Network Intrusion Detection and Prevention Systems (NIDPSs) are vital in the fight against network intrusions. NIDPSs search for certain malicious content in network traffic (i.e., signatures) using a method called Deep Packet Inspection (DPI), where incoming packet payloads are compared against known attack signatures. Processing every single byte in the incoming packet payload has a very stringent time constraint, e.g., 200 ps for a 40-Gbps line. Traditional DPI systems either need a large memory space or use special memory, such as Ternary Content Addressable Memory (TCAM), limiting parallelism or yielding high-cost/power consumption. 

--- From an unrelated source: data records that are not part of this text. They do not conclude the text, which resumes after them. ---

PR #274, opened 2020-09-12
Binomial logSpace optimizations

rimangan:
In MCMC, we integrate over functions with a binomial component, which include a binomial coefficient (n choose k) that remains constant over the range of the function. In the old version, the coefficient gets calculated each time. This is a complicated calculation, so the program was rather inefficient, dedicating a lot of time to this process.
In this new version, all of the binomial coefficients for a particular n value are calculated up front and stored in memory, dramatically speeding up the program. 
Passes tests.


rimangan:
I also did a go fmt so a bunch of files came along with like one or two lines changed from small formatting issues

numbers/distribution_test.go
```diff
@@ -26,14 +25,6 @@ func TestBinomialDist(t *testing.T) {
 	}
 }
 
-func TestBinomialDistLog(t *testing.T) {
```
rimangan, line 29: This test has been moved to logDistribution_test.go and also modified.

cmd/selection_MCMC/selection_MCMC.go
```diff
@@ -8,9 +8,9 @@ import (
 	"log"
 )
 
-func selectionMCMC(filename string, outfile string, muZero float64, sigmaZero float64, iterations int, logSpace bool) {
+func selectionMCMC(filename string, outfile string, muZero float64, sigmaZero float64, iterations int) {
```
craiglowe, line 11: Very minor, but we can change this to selectionMcmc?

cmd/simulateBed/simulateBed.go
```diff
@@ -6,9 +6,20 @@ import (
 	"github.com/vertgenlab/gonomics/bed"
 	"github.com/vertgenlab/gonomics/common"
 	"log"
+	"math/rand"
+	"time"
 )
 
-func simulateBed(regionCount int, simLength int64, noGapFile string, outFile string) {
+func simulateBed(regionCount int, simLength int64, noGapFile string, outFile string, randSeed bool, setSeed int64) {
```
craiglowe, line 13: Not a problem for now, but in the long-term this should probably be a separate pull request.

numbers/logDistribution.go
```diff
@@ -9,3 +14,28 @@ func BinomialDistLog(n int, k int, p float64) float64 {
 	expression := MultiplyLog(s, f)
 	return MultiplyLog(coefficient, expression)
 }
+
+//BinomialDistLogMap returns log(BinomialDist), where log is the natural logarithm.
+//This function is similar to BinomialDistLog but passes in a map[int][]float64, where the int key
+//refers to n and the []float64 map values are the corresponding binomial coefficients for index k.
+//Useful to not recalculate the binomial coefficient each time when binomial densities must be constantly evaluated in logSpace, like in MCMC.
+func BinomialDistLogMap(n int, k int, p float64, binomMap *map[int][]float64) float64 {
```
craiglowe, line 22: Minor, but would it be better to have this be a slice instead of a map?  The indices will be consecutive integers from zero to some number, which is a good fit for a slice.  It should be both less memory and faster.

numbers/logDistribution.go
```diff
@@ -9,3 +14,28 @@ func BinomialDistLog(n int, k int, p float64) float64 {
...
+	if _, ok := (*binomMap)[n]; !ok {
+		(*binomMap)[n] = AddBinomMapEntry(n)
```
craiglowe, line 24: I was wondering if we should have checks to make sure k, n, and p are allowable values, but I am thinking that is all taken care of because all calls will need to go through BinomCoefficientLog eventually.

popgen/MCMC_Selection.go
```diff
@@ -82,15 +84,25 @@ func InitializeTheta(m float64, s float64, k int) Theta {
 
 //MetropolisHastings implements the MH algorithm for Markov Chain Monte Carlo approximation of the posterior distribution for selection based on an input allele frequency spectrum.
 //muZero and sigmaZero represent the starting hyperparameter values.
-func MetropolisHastings(data AFS, muZero float64, sigmaZero float64, iterations int, logSpace bool) ([]float64, []float64, []bool) {
+func MetropolisHastings(data AFS, muZero float64, sigmaZero float64, iterations int) ([]float64, []float64, []bool) {
+	//profiling test code
+	f, err := os.Create("testProfile.prof")
```
craiglowe, line 89: This should probably be commented out in the "main" branch with your "DEBUG" syntax.

popgen/MCMC_Selection.go
```diff
@@ -82,15 +84,25 @@ func InitializeTheta(m float64, s float64, k int) Theta {
...
+
 	muList := make([]float64, iterations)
 	sigmaList := make([]float64, iterations)
 	acceptList := make([]bool, iterations)
 	//initialization to uninformative standard normal
 	t := InitializeTheta(muZero, sigmaZero, len(data.sites))
 	for i := 0; i < iterations; i++ {
 		tCandidate := GenerateCandidateThetaPrime(t)
-		if Metropolis_Accept(t, tCandidate, data, logSpace) {
+		if Metropolis_Accept(t, tCandidate, data, &binomMap) {
```
craiglowe, line 105: I am interested in the choice of using a pointer to a map.  I think that maps (like slices) have their underlying data passed by reference, with only a header-like collection of data being copied.  I am not asking for a change, just interested to hear your thoughts.

craiglowe (commented):
Looks wonderful!  A few comments here and there, but I am excited to get this checked in!

cfauci (approved):

craiglowe (approved):
Great Work!

LCBartelt (approved):

PR #276, opened 2020-09-14
Simulate cmd

cfauci:
Made changes to simulate.go to handle fasta assignment at nodes differently and created simulateEvol cmd to create a whole tree fasta file and a leaves-only fasta file using simulate package.


cmd/simulateEvol/simulateEvol.go
```diff
@@ -0,0 +1,58 @@
...
+	"github.com/vertgenlab/gonomics/simulate"
+	"log"
+)
+
+func SimulateEvol(rootFastaFile string, treeFile string, simOutFile string, leafOutFile string) {
+	tree := expandedTree.ReadTree(treeFile, rootFastaFile)
+	var fastas []*fasta.Fasta
+	simulate.Simulate(rootFastaFile, tree)
+	nodes := expandedTree.GetTree(tree)
+	fmt.Printf("%s, %s, %s, \n", rootFastaFile, treeFile, simOutFile)
```
edotau, line 17: This is ultimately up to you, but I would consider using log.Printf() here only because I think if someone would try to pipe this to stdout it will be included

edotau (approved):
Just had a quick suggestion for the fmt.Printf(), and other than that nice work! I get excited every time you get stuff checked in because I want that flying chicken.

cmd/simulateEvol/simulateEvol.go
```diff
@@ -0,0 +1,56 @@
...
+		"simulateEvol takes in a root fasta and a newick formatted tree with branch lengths and simulates evolution along the tree. It returns a list of fastas for the whole tree for reference and a list of fastas from leaves for reconstruction.\n" +
+			"Usage:\n" +
+			"simulateEvol <rootFasta.fasta> <newickTree.txt> <outFile.fasta>\n" +
+			"options:\n")
+	flag.PrintDefaults()
+}
+
+func main() {
+	var expectedNumArgs = 4
+
```
rimangan, line 39: TODO: RandSeed and SetSeed options would be appropriate here

cmd/simulateEvol/simulateEvol.go
```diff
@@ -0,0 +1,56 @@
...
+func SimulateEvol(rootFastaFile string, treeFile string, simOutFile string, leafOutFile string) {
+	tree := expandedTree.ReadTree(treeFile, rootFastaFile)
+	var fastas []*fasta.Fasta
+	simulate.Simulate(rootFastaFile, tree)
+	nodes := expandedTree.GetTree(tree)
+
+	for i := 0; i < len(nodes); i++ {
+		fastas = append(fastas, nodes[i].Fasta)
+		if nodes[i].Fasta != nil {
```
rimangan, line 20: looks like there is something missing here

cmd/simulateEvol/simulateEvol.go
```diff
@@ -0,0 +1,56 @@
...
+	fasta.Write(simOutFile, fastas)
+
+	simulate.RemoveAncestors(simOutFile, tree, leafOutFile)
+}
+
+func usage() {
+	fmt.Print(
+		"simulateEvol takes in a root fasta and a newick formatted tree with branch lengths and simulates evolution along the tree. It returns a list of fastas for the whole tree for reference and a list of fastas from leaves for reconstruction.\n" +
+			"Usage:\n" +
+			"simulateEvol <rootFasta.fasta> <newickTree.txt> <outFile.fasta>\n" +
```
rimangan, line 32: This usage shows only three arguments, cmd takes 4

cmd/simulateEvol/simulateEvol.go
```diff
@@ -0,0 +1,56 @@
...
+	"github.com/vertgenlab/gonomics/expandedTree"
+	"github.com/vertgenlab/gonomics/fasta"
+	"github.com/vertgenlab/gonomics/simulate"
+	"log"
+)
+
+func SimulateEvol(rootFastaFile string, treeFile string, simOutFile string, leafOutFile string) {
+	tree := expandedTree.ReadTree(treeFile, rootFastaFile)
+	var fastas []*fasta.Fasta
+	simulate.Simulate(rootFastaFile, tree)
```
craiglowe, line 15: Not to do now, but I think it might make sense in the long-term to bring simulate and extendedTree into the reconstruct package since they really cater to that code.  Like I said, not now, longer term idea.

cmd/simulateEvol/simulateEvol.go
craiglowe: ... or maybe this if statement is no longer needed?

craiglowe (commented):
Looks great.  Riley had a few comments that may be quick to address and would be good to have before merging in.

craiglowe (approved):
I would make a node of Riley's comment that his set-seed setup could be used in this program as well.  I think that is a good idea.

edotau (approved):

rimangan (approved):

DanielSnellings (approved):

PR #277, opened 2020-09-15
Updated binomial calculation to slice instead of map

rimangan:
Optimization following Craig's comments yestereday.


rimangan:
Also Craig I put a smalltest.vcf in the selection_MCMC cmd folder. This is the file I've been doing all of my testing on, so it would be useful for both of us to have access to this.

edotau (approved):

DanielSnellings (approved):

edotau (approved):

craiglowe (approved):
Looks great!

The main goal of our group is to develop low-cost, high-speed, and scalable DPI methods. To achieve this goal, we have developed two novel hardware architectures named TriBiCa (Trie Bitmap Content Analyzer) (Artan and Chao, 2007) and LaFA (Lookahead Finite Automata) (Bando et al., 2009). TriBiCa provides minimal perfect hashing functionality for detecting malicious signatures with extremely small memory requirements. LaFA is a scalable data structure for detecting Regular Expressions (RegExes) signatures, which are the de facto way to represent NIDPS signatures today. In addition to TriBiCa and LaFA, we have also proposed an Aggregated Bloom Filter (Artan et al. 2007) to increase the scalability and throughput of Bloom Filters.  In our earlier work, we worked on multi-packet signature detection, where signatures are fragmented into multiple packets (Artan and Chao, 2005).Lookahead Finite Automata (LaFA)RegExes have been widely used to represent complex string patterns in DPI due to their flexibility and conciseness. However, it has been very challenging to implement a high-speed RegEx Detection system with a large number of RegEx rules.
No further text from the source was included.